Oh Freddy. What a return! The man spends the first few minutes of Mad Men’s seventh season pitching the hell out of a watch commercial. He’s clear, concise, and delivers maybe the best pitch of his career. We’re now a little more familiar with a clean and concise Freddy — he quit the bottle years ago after that unfortunate pants-soiling incident. But it was the “best pitch of his career” thing that really threw us for a jolt last night.
Of course, by episode’s end we get the truth: Don Draper, on indefinite leave from SC&P, has been feeding Freddy ideas all over town. Even as he battle his bi-coastal demons, Don shows he’s still the best in the business. But after the first episode of the year, one is left to wonder the end game: how exactly does boosting Freddy’s profile get Don back into SC&P? Is that even his goal?
This was the kind of season premiere that Mad Men does really well. Not all the players are on the field, but all of the important ones are in the mix, and we quickly get a sense that not much has changed in the two months since Don was asked to take a break. We got our time stamp on the episode — Richard Nixon’s January 20, 1969, inauguration — and I still am unsure we’ll ever to see Don in the 1970s.
As we get close to the end (and mid-2015 won’t feel close by the time we get there), the most pressing question, of course, is what will happen to Don Draper. Like one of TV’s other recent great characters, Rust Cohle from True Detective, I’m not convinced Don has the constitution for suicide. We’ve seen the falling man in the opening credits for years now, but that has always struck me as more a symbolic fall than a literal one. And it’s safe to say Don has made that symbolic fall many times over the years and is likely in the middle of his latest, deepest free fall. As he walked onto the balcony in the last scene, Don looked as low as we’ve ever seen him — drunk, defeated, alone.
I sense that’s a theme we’ll see highlighted in the first several episodes, but I expect some kind of resurgence for Mr. Draper. The last episode of season 6 included a lot of honesty from Don: the post-pitch childhood story he told the Hershey execs; the family trip to that dilapidated whorehouse where he grew up. I think there’s still morality somewhere buried deep in Don even if he wonders aloud in the airplane if he’s broken. Surely, but not necessarily irrevocably.

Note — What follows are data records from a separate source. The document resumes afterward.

Issue #11, opened 2013-10-30
Support pay-to-script-hash notifications


davecgh:
Currently the registered notifications only support pay-to-pubkey-hash.   Support for detecting pay-to-script-hash still needs to be added.

jrick:
This is not an issue on master today. All addresses are encoded with the EncodeAddress method of the btcutil.Address interface, so btcd transaction notifications relevant to any kind of address are supported.

PR #1249, opened 2026-05-28
wallet: SQL-only signer account-secret fallback

yyforyongyu:
## Summary

Read encrypted account private keys through `db.Store` and let
the signer derive child private keys for SQL-only accounts
(accounts that exist on the SQL store but have no legacy
waddrmgr counterpart). Adds the
`GetAccountSecret` contract on `AccountStore` so wallet signers
can resolve a derived address back to its account-level key
material through the store API instead of reaching into the
legacy waddrmgr directly.

Stack position: **#11** of the kvdb-migration stack — a
**sibling** of the main UTXO chain. Stacks directly on #1229
(impl-wallet-metadata-store); no other branch in the stack
depends on this work. Verified: zero references to
`GetAccountSecret` / `keyVault` / `AccountSecret` symbols across
the 9 other branches in the stack.

## Changes

- `db.AccountStore.GetAccountSecret` — new contract that
  resolves an account's encrypted master private key + chain
  code. pg/sqlite implement the lookup via a new sqlc query;
  kvdb implements it through legacy waddrmgr.
- `Wallet.cache` exposes the per-account encrypted secret so the
  signer can derive child keys without rereading the store on
  every signing call.
- `Wallet.signer` derives SQL-only private keys through a small
  `keyVault` wrapper that handles the decrypt + child-derivation
  path; the legacy waddrmgr path stays in place for accounts
  that have it.
- New cross-backend `TestGetAccountSecret` itests on pg, sqlite,
  and kvdb verify the contract.

## Test plan

- [ ] `make sqlc`
- [ ] `GOWORK=off go test ./wallet -run 'Test(ComputeUnlockingScriptSQL|GetPrivKeyForAddressSQL|ResolveDerivedPrivKeyFromStore)'`
- [ ] `GOWORK=off go test ./wallet/internal/db ./wallet/internal/db/sqlite ./wallet/internal/db/pg`
- [ ] `GOWORK=off make itest-db db=sqlite case=TestGetAccountSecret verbose=1`
- [ ] `GOWORK=off make itest-db db=postgres case=TestGetAccountSecret verbose=1`

### DIFF
--- a/wallet/signer.go
+++ b/wallet/signer.go
@@ -13,8 +13,10 @@ import (
 	"github.com/btcsuite/btcd/chaincfg/chainhash"
 	"github.com/btcsuite/btcd/txscript"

A scene that struck me last night was when Don was on the red-eye back to New York. He passes up what is sure to be a successful rendezvous with a beautiful stranger (looking at you, Neve Campbell), and as soon as he verbally ditches her and things get awkward, he opens the airplane’s window blind and sees the light — blinding sunlight announcing a new day, perhaps?
It was nice to catch up with Pete in Los Angeles (nice pants!), Roger in the midst of a (drug-fueled?) binge of sexual awakening and parental turmoil, and Megan, who seems as successful and completely discontent as we’ve ever seen her. It’s great to see Joan being assertive and trying to clean up others’ messes, but I’m hoping we get to see some genuine advancement for her character this year. After all of these years serving others and sacrificing so much, Joan deserves to be rewarded with a full-time ad job at the firm — or an initial on the logo even?
And what of Peggy Olson. She’s struggling to figure out Lou, Don’s dreary replacement at SC&P, as well as how to be a slumlord. Her breakdown at the end of the episode was powerful: a woman who is so tired of getting the short end of the stick. I also expect that Peggy turns a corner here. My theory has always been that the show will end with Don working for Peggy; with everyone working for Peggy. The first episode of this season implies that she has a long way to go, but something tells me she’ll get there.